- [Excerpted records]:
PR #4599, opened 2026-01-21
#4243: UI: create validations for the Add Record form fields - [aa]

### LINKED ISSUE #4243: UI: create validations for the Add Record form fields (A Record only)
### Sub-issue description

For each MVP record type, they will share the name and content fields, but each type may have different validation criteria for those fields.

Write validations for DNS Record specific to an A record. Don't assume that what was written for the prototype is correct.

Looks like we should inherit from [ModelForm](https://docs.djangoproject.com/en/5.2/topics/forms/modelforms/#django.forms.ModelForm) for the form's class so that it applies to both the model and form

From [CF Docs](https://developers.cloudflare.com/dns/manage-dns-records/reference/dns-record-types/)
**name**
    Be 63 characters or less
    Start with a letter and end with a letter or digit
    Only contain letters, digits, or hyphens (underscores allowed but discouraged)

**content** for A record
    - checkout [validate_ipv4_address ](https://docs.djangoproject.com/en/5.2/ref/validators/#validate-ipv6-address)
    - required (for A type)

[**ttl**](https://developers.cloudflare.com/dns/manage-dns-records/reference/ttl/)
 For our plan type, we cannot currently proxy, so the options are 60 to 86400

Establish where we are keeping the validation code (model vs form vs validation class)

### Acceptance criteria

- [ ] content field is validated for an A record
- [ ] name field is validated for an A record
- [ ] The validations apply to both the form and the model (db) by using `ModelForm`
- [ ] All custom validations have tests

abe-alam-ecs:
## Ticket

Resolves #4243 

## Changes

- Reusable DNS name/label logic lives in `validations.py`
- record-level constraints enforced in DnsRecord.clean()
- updated Dns Record form to use ModelForm, and moved it to live with other domain forms
- clarified existing testing to explicitly test bad `name` and bad IPv4 `content`

## Context for reviewers

Copy/pasted from the ticket for ease of review: 

For each MVP record type, they will share the name and content fields, but each type may have different validation criteria for those fields.

Write validations for DNS Record specific to an A record. Don't assume that what was written for the prototype is correct.

Looks like we should inherit from [ModelForm](https://docs.djangoproject.com/en/5.2/topics/forms/modelforms/#django.forms.ModelForm) for the form's class so that it applies to both the model and form

From [CF Docs](https://developers.cloudflare.com/dns/manage-dns-records/reference/dns-record-types/)
name
Be 63 characters or less
Start with a letter and end with a letter or digit
Only contain letters, digits, or hyphens (underscores allowed but discouraged)

content for A record
- checkout [validate_ipv4_address](https://docs.djangoproject.com/en/5.2/ref/validators/#validate-ipv6-address)
- required (for A type)

[ttl](https://developers.cloudflare.com/dns/manage-dns-records/reference/ttl/)
For our plan type, we cannot currently proxy, so the options are 60 to 86400

Establish where we are keeping the validation code (model vs form vs validation class)

## Setup

Ensure dns_hosting flag is on
Navigate to a domain you manage
Click DNS > DNS Records
Add A records with invalid data to make sure the form cannot be submitted
Enter valid A records to ensure form is submitted

- [ ] screen reader (such as NVDA with Chrome or Voiceover with Safari):
  - [ ] landmarks
  - [ ] page header structure
  - [ ] links

- [x] screen reader (such as NVDA with Chrome or Voiceover with Safari):
  - [x] Tested general usability
  - [ ] landmarks
  - [x] page header structure
  - [x] links

- [ ] screen reader (such as NVDA with Chrome or Voiceover with Safari):
  - [ ] landmarks
  - [ ] page header structure
  - [ ] links
  - [ ] Chrome
  - [ ] Microsoft Edge
  - [ ] FireFox
  - [ ] Safari

### References


src/registrar/forms/domain.py
```diff
@@ -779,3 +780,100 @@ def __init__(self, *args, domain_state=None, **kwargs):
...
+        initial=300,
+        required=False,
+        widget=forms.Select(
+            attrs={
+                "class": "usa-select",
+            }
+        ),
+    )
+
+    comment = forms.CharField(
```
kimallen: From what I've [read](https://docs.djangoproject.com/en/6.0/topics/forms/modelforms/#overriding-the-default-fields), if you configure a field in the Meta class, the field definitions will match the model definition. Configuring them declaratively (as you did here) overrides the model field, and are generally used for more customization. 

It seems like some of the fields could use more customization and some do not need it. Is there a reason for all of these to be declared outside of the Meta class?

src/registrar/forms/domain.py
```diff
@@ -779,3 +780,100 @@ def __init__(self, *args, domain_state=None, **kwargs):
...
+        widget=forms.Select(
+            attrs={
+                "class": "usa-select",
+                "required": "required",
+                "x-model": "recordType",
+            }
+        ),
+    )
+
+    name = forms.CharField(
```
kimallen: To control the validation message on the client side, you can use `error_messages` attribute when configuring the field in the ModelForm. Would that work for the more customized messages that design has asked for?

abe-alam-ecs: Corrected successfully!

src/registrar/forms/domain.py
```diff
@@ -779,3 +780,100 @@ def __init__(self, *args, domain_state=None, **kwargs):
...
+            "name": forms.TextInput(attrs={"class": "usa-input"}),
+            "comment": forms.Textarea(
+                attrs={
+                    "class": "usa-textarea usa-textarea--medium",
+                    "rows": 2,
+                }
+            ),
+        }
+
+    type_field = forms.ChoiceField(
```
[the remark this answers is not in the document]
asaki222: Maybe we can rename it to something like `record_type`?

src/registrar/forms/domain.py
kimallen: After us chatting, and after doing a little more research, here's my suggestion:

1. For `comment` and `name`, it doesn't look like labels or validations change dependent on the record type. Those can get pulled into Meta (if `validate_dns_name` can be pulled onto the model field) or stay declared as is (if `validate_dns_name` has to remain called in the clean method).
2. Leave ttl where it is currently declared (since we need to use ChoiceField)
3. That leaves us with `content`, which is the only field whose attributes may change.  To determine attributes based on record type, we need to utilize __init__. Leave `content` here for now, and in the AAAA ticket (which upon re-reading is the one where we establish conditional logic), set up the `__init__`

kimallen (commented):
Suggested approach for final cleanup:
1. I left a [comment](https://github.com/cisagov/manage.get.gov/pull/4599#discussion_r2761443650) with suggestions for the ModelForm.
2. See if it's possible to move the `validate_dns_name` into the model field.
3. I think you're right about the need to do the validations for content in the Model.clean method, so leave `validate_ipv4_address` as is. I believe you will need to duplicate it in the Form.clean method in order to call it on the client side as well.

src/registrar/forms/domain.py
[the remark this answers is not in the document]
abe-alam-ecs: I renamed to type and am not getting the same errors I was getting previously. Something must have changed between Erin's HTMX updates and when I moved the form to a new file. It'll be `type`.

src/registrar/forms/domain.py
```diff
@@ -785,34 +786,40 @@ def __init__(self, *args, domain_state=None, **kwargs):
...
+                attrs={
+                    "class": "usa-input",
+                    "hide_character_count": True,
+                }
+            ),
+            "comment": forms.Textarea(
+                attrs={
+                    "class": "usa-textarea usa-textarea--medium",
+                    "rows": 2,
+                    "hide_character_count": True,
```
kimallen: Do we want to hide the character count on comment?  I think this is the one that includes it in the designs.

src/registrar/tests/views/test_domain_dns_record_and_form.py
```diff
@@ -118,3 +118,22 @@ def test_post_invalid_form_throws_error(self):
...
+            record_form["name"] = "testing!"
+            record_form["content"] = "192.0.2.10"
+
+            session_id = self.app.cookies[settings.SESSION_COOKIE_NAME]
+            self.app.set_cookie(settings.SESSION_COOKIE_NAME, session_id)
+            response = record_form.submit()
+
+            # Field assertions for A Type records. Additional tests will be needed for different types of records.
+            self.assertIn("Name", response.text)
+            self.assertIn("IPv4 Address", response.text)
```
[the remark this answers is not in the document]
abe-alam-ecs: I'm actually thinking the name test can be deleted now, because we test for name in test_dns_record.py

I'll adjust for IPv4 though, that's a good catch.

abe-alam-ecs:
> I am able to add records with a single letter. Was that intentional?

One letter is valid, @asaki222 !

kimallen (approved):
Great work! Thanks for all of your diligence and responsiveness and patience with feedback.

One non-blocking comment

- [Exercise prompt]: The answer must be every line from the entries above that holds the string "digits".

- [Answer section]:
    Only contain letters, digits, or hyphens (underscores allowed but discouraged)
Only contain letters, digits, or hyphens (underscores allowed but discouraged)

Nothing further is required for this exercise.